TASK INSTRUCTIONS: Copy exactly, please, the lines of the data from its start through the line containing "This should get".

--- DATA RECORDS Enclosed Below ---

PR #675, opened 2021-11-23
Interim solution to export KPI data

peterdavidhamilton:
## Changes in this PR

- add a rake task to export activity log items as CSV data for convenience
- once the task has been run manually and the file downloaded it should be removed from the server

## TODO

- potential for restricted access CSV download route so Data Analysts can interact without developer input

### DIFF
--- a/lib/tasks/export.rake
+++ b/lib/tasks/export.rake
@@ -1,0 +1,7 @@
+desc "Export ActivityLog items"
+task export: :environment do
+  file = Rails.root.join("public/activity_log.csv")
+  data = ActivityLogItem.to_csv
+
+  File.open(file, "w+") { |f| f.write(data) }
+end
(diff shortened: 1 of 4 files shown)


peterdavidhamilton:
[Activity Log data exporting](https://trello.com/c/5NrYdIdz/110-activity-log-data-exporting)

kennyevil (approved):

lib/tasks/export.rake
```diff
@@ -0,0 +1,7 @@
+desc "Export ActivityLog items"
+task export: :environment do
```
kennyevil, line 2: Just a thought, but we might be running a few export tasks from here. Probably worth namespacing this task to reflect what it's exporting.

peterdavidhamilton: So far this is the only one and this is a stopgap in the absence of something automated so my hope is it goes away, but I'd agree on namespacing and also keeping the `support` tasks separate

d-a-v-e (approved):

PR #28, opened 2019-05-06
fix: establish reactivity on models and maps component for all operations

ChristianLieven:
This should get rid of the bug where adding or editing a model did not immediately update the table of maps and model components.


src/components/Maps.vue
```diff
@@ -305,17 +308,20 @@ export default Vue.extend({
     },
     passModel(model) {
       this.selectedModel = model;
+    },
+    passMap(model) {
+      console.log(model);
```
kvikshaug: This argument should probably be `map`. The `console.log` is to be replaced later?

src/components/Maps.vue
```diff
@@ -13,7 +13,10 @@
       v-model="isModelCreationDialogVisible"
       @returnObject="passModel"
     />
-    <NewMap v-model="isMapCreationDialogVisible" />
+    <NewMap 
+      v-model="isMapCreationDialogVisible" 
+      @returnObject="passMap"
```
kvikshaug: Event names are recommended [to be kebab-case](https://vuejs.org/v2/guide/components-custom-events.html#Event-Names).

src/components/Maps.vue
ChristianLieven: Nah this was a left over statement which I've since removed.

src/components/Maps.vue
ChristianLieven: True! Will fix it soon!

PR #29, opened 2019-05-07
feat: implement project component

ChristianLieven:


src/components/Projects.vue
```diff
@@ -0,0 +1,227 @@
...
+    <v-layout justify-center>
+      <v-flex md6>
+        <h1>Projects</h1>
+        <v-data-table
+          :headers="headers"
+          :items="availableProjects"
+          class="elevation-8"
+          :pagination.sync="pagination"
+        >
+          <template v-slot:items="props">
```
Midnighter: Not my favorite variable name since props and properties have a specific separate meaning for components.

ChristianLieven: I did not chose that as it is the default for https://vuetifyjs.com/en/components/data-tables#data-table

Midnighter: I see, cheers.

PR #30, opened 2019-05-08
Interactive map

kvikshaug:
- [x] Feat: Close sidepanel on map focus, fab button to show
- [x] Bugfix: Red X for gene/reaction knockouts in Escher is now correctly synced (thanks @annasirunian)
- [x] Feat: Model is now loaded in Escher
    - Reactions on map that are not in the model highlighted in red
    - Default bounds (from the model) are shown on reaction hover
- [x] Feat: Model modifications in card dialog implemented
    - Set objective (searches through model reactions)
    - Toggle objective direction
    - Add reaction from BiGG universal model (note: all reactions are assumed to be reversible)
    - Knock out reactions (searches through model reactions)
    - Knock out genes (searches through model genes)
    - Edit bounds (searches through model reactions, prefills fields with default bounds)

Remaining:

- [ ] Data-driven cards

### DIFF
--- a/src/bigg.ts
+++ b/src/bigg.ts
@@ -1,0 +1,43 @@
+import axios from "axios";
+import * as settings from "@/settings";
+
+export const lookupReaction = (reactionId: string) => {
+  // Return a reaction object with info from BiGG (returned in a delayed
+  // fashion)
+  const reaction: any = {
+    id: reactionId,
+    name: null,
+    reactionString: null
+  };
+  axios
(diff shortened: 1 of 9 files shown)


kvikshaug:
> LGTM, the dialog is great! The only small thing I would suggest is to highlight empty fields, for example, when you change the organism, you also need to change the model, but initially it's not clear, because there are loaders indicating that something is happening and it feels like the simulation is in progress

Good point - I'll also make sure loaders are only visible when a model is actually loading, and otherwise disable the related fields.

PR #37, opened 2019-05-13
Destructure slot props

kvikshaug:
Using object destructuring in the v-slot field, combined with renaming
Vuetifys `item` to the appropriate object name, makes the related
templates a little more readable.

Note: I wasn't able to make `expanded` work with destructuring in the
items slot for the designs table.

### DIFF
--- a/src/views/Designs.vue
+++ b/src/views/Designs.vue
@@ -63,7 +63,7 @@
                 <td>{{ props.item.design.gene_knockouts.length }}</td>
               </tr>
             </template>
-            <template v-slot:expand="props">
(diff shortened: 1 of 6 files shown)


kvikshaug:
> I'm not really sure what issues you ran across with `expanded`, is that something we should spend time on?

No I don't think it's important - it just means that this section https://github.com/DD-DeCaF/caffeine-vue/blob/63d15ad630ffcad78af8f9898dcfb8b800bc6534/src/views/Designs.vue#L43 will still be using `props` as slot prop object.

PR #47, opened 2019-05-16
Project theming

ChristianLieven:


src/store/index.ts
```diff
@@ -36,7 +36,8 @@ export default new Vuex.Store({
     commonTooltipMessages: {
       unauthenticated: "Please log in or register to use this functionality!",
       publicData: "Public data can not be modified."
-    }
+    },
+    currentlyActiveProject: null
```
Midnighter: This makes more sense to me on the projects store (`src/store/project.ts`) since that is supposed to handle global state related to projects.

src/App.vue
```diff
@@ -238,9 +285,49 @@ export default Vue.extend({
...
+      this.$vuetify.theme.primary = colors.blue.base;
+      this.$store.commit("setCurrentlyActiveProject", null);
+    },
+    projectPrimaryColor(projectID) {
+      const sortedColors = Object.values(this.sensibleColors).sort();
+      return String(
+        sortedColors[projectID % Object.keys(this.sensibleColors).length]
+      );
+    },
+    camelToKebab(string) {
```
Midnighter: According to WebStorm, this method is not used anywhere. Are you planning to add functionality?

src/App.vue
```diff
@@ -238,9 +285,49 @@ export default Vue.extend({
...
+            if (shade.includes("base") || shade.includes("darken2")) {
+              obj[String(color + "_" + shade)] = colors[color][shade];
+            }
+          }
+        }
+      }
+      return obj;
+    }
+  },
+  methods: {
```
Midnighter: I was going to suggest to make most of these computed properties but now I think it would be better to move this functionality to the projects store.

src/store/index.ts
ChristianLieven: That's fair, I've only placed it there as this is where I was told it was managed in the previous platform.

src/App.vue
ChristianLieven: Oops no, this is a left-over from a previous commit. I'll remove it.

PR #48, opened 2019-05-16
Move cards to the store

kvikshaug:
As part of the designs/jobs visualizations.


src/views/InteractiveMap/Card.vue
```diff
@@ -181,27 +181,46 @@ export default Vue.extend({
       immediate: true,
       handler() {
         // Reset all modifications when the selected model changes.
-        this.card.reactionAdditions = [];
-        this.card.reactionKnockouts = [];
-        this.card.geneKnockouts = [];
-        this.card.editedBounds = [];
+        this.$store.commit("interactiveMap/updateCard", {
```
Midnighter: I would map this mutation into a local method as described in https://vuex.vuejs.org/guide/mutations.html#committing-mutations-in-components

src/store/modules/interactiveMap.ts
```diff
@@ -0,0 +1,253 @@
...
+    addCard(state, card) {
+      state.cards.push(card);
+    },
+    removeCard(state, card) {
+      state.cards.splice(state.cards.indexOf(card), 1);
+    },
+    updateCard(state, { uuid, props }) {
+      const card = state.cards.find(c => c.uuid === uuid);
+      Object.keys(props).forEach(key => {
+        card[key] = props[key];
```
lukaw3d: I don't think Vuex can detect these (and other) deep object changes (e.g. to re-run dependent `computed` properties on components)

Recommendation here: https://vuex.vuejs.org/guide/mutations.html#mutations-follow-vue-s-reactivity-rules

kvikshaug: That's indeed the case when you add new properties to an object. Here we're just modifying existing properties though, and that should still be detected by deep watchers. Regardless, it's probably good practice to just use `Vue.set` in general, so I'll update this - thanks.

src/views/InteractiveMap/Card.vue
kvikshaug: That's a nice improvement, thanks :+1:

PR #49, opened 2019-05-19
Added reactions

annasirunian:
Done:
1. Request full information from BIGG on added reactions when fetching designs
2. Add progress slot for designs and jobs data tables indicating that data is fetching

### DIFF
--- a/src/store/modules/designs.ts
+++ b/src/store/modules/designs.ts
@@ -14,6 +14,7 @@ export interface DesignItem {
     gene_knockouts: string[];
     reaction_knockins: string[];
     reaction_knockouts: string[];
+    added_reactions?: Object[];
   };
   id: number;
   model_id: number;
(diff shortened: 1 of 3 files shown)


src/store/modules/designs.ts
```diff
@@ -40,7 +41,73 @@ export default {
...
+                      upperBound: 1000,
+                      gene_reaction_rule: "",
+                      metabolites: {
+                        ...r.data.metabolites.map(m => ({
+                          [`${m.bigg_id}_${
+                            m.compartment_bigg_id
+                          }`]: m.stoichiometrys
+                        }))
+                      },
+                      metabolites_to_add: r.data.metabolites.map(m => ({
```
kvikshaug: We shouldn't need this now - it'd be enough to add metabolites with the interface from the interactive map store, then this will be automatically mapped to escher/cobra format when adding the reaction.

src/store/modules/designs.ts
```diff
@@ -40,7 +41,73 @@ export default {
...
+                .then(response => {
+                  let addedReactions: any = [];
+                  response.forEach(r => {
+                    const reaction = {
+                      id: r.data.bigg_id,
+                      name: r.data.name,
+                      reactionString: r.data.reaction_string,
+                      lowerBound: -1000,
+                      upperBound: 1000,
+                      gene_reaction_rule: "",
```
kvikshaug: This empty attribute isn't required anymore.

src/store/modules/designs.ts
```diff
@@ -14,6 +14,7 @@ export interface DesignItem {
     gene_knockouts: string[];
     reaction_knockins: string[];
     reaction_knockouts: string[];
+    added_reactions?: Object[];
```
kvikshaug: Hmm, I think we should overwrite `reaction_knockins` instead of adding a new property here.

PR #60, opened 2019-05-22
Visualize jobs

kvikshaug:


src/views/Jobs/JobResultsTable.vue
```diff
@@ -708,6 +751,98 @@ export default Vue.extend({
...
+            method: "pfba", // TODO - should this be default?
+            dataDriven: false,
+            // Design card fields
+            objective: {
+              reaction: null,
+              maximize: true
+            },
+            reactionAdditions: addedReactions,
+            reactionKnockouts: [],
+            geneKnockouts: [],
```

--- End of Enclosed DATA RECORDS ---

WRITTEN SOLUTION:
PR #675, opened 2021-11-23
Interim solution to export KPI data

peterdavidhamilton:
## Changes in this PR

- add a rake task to export activity log items as CSV data for convenience
- once the task has been run manually and the file downloaded it should be removed from the server

## TODO

- potential for restricted access CSV download route so Data Analysts can interact without developer input

### DIFF
--- a/lib/tasks/export.rake
+++ b/lib/tasks/export.rake
@@ -1,0 +1,7 @@
+desc "Export ActivityLog items"
+task export: :environment do
+  file = Rails.root.join("public/activity_log.csv")
+  data = ActivityLogItem.to_csv
+
+  File.open(file, "w+") { |f| f.write(data) }
+end
(diff shortened: 1 of 4 files shown)


peterdavidhamilton:
[Activity Log data exporting](https://trello.com/c/5NrYdIdz/110-activity-log-data-exporting)

kennyevil (approved):

lib/tasks/export.rake
```diff
@@ -0,0 +1,7 @@
+desc "Export ActivityLog items"
+task export: :environment do
```
kennyevil, line 2: Just a thought, but we might be running a few export tasks from here. Probably worth namespacing this task to reflect what it's exporting.

peterdavidhamilton: So far this is the only one and this is a stopgap in the absence of something automated so my hope is it goes away, but I'd agree on namespacing and also keeping the `support` tasks separate

d-a-v-e (approved):

PR #28, opened 2019-05-06
fix: establish reactivity on models and maps component for all operations

ChristianLieven:
This should get rid of the bug where adding or editing a model did not immediately update the table of maps and model components.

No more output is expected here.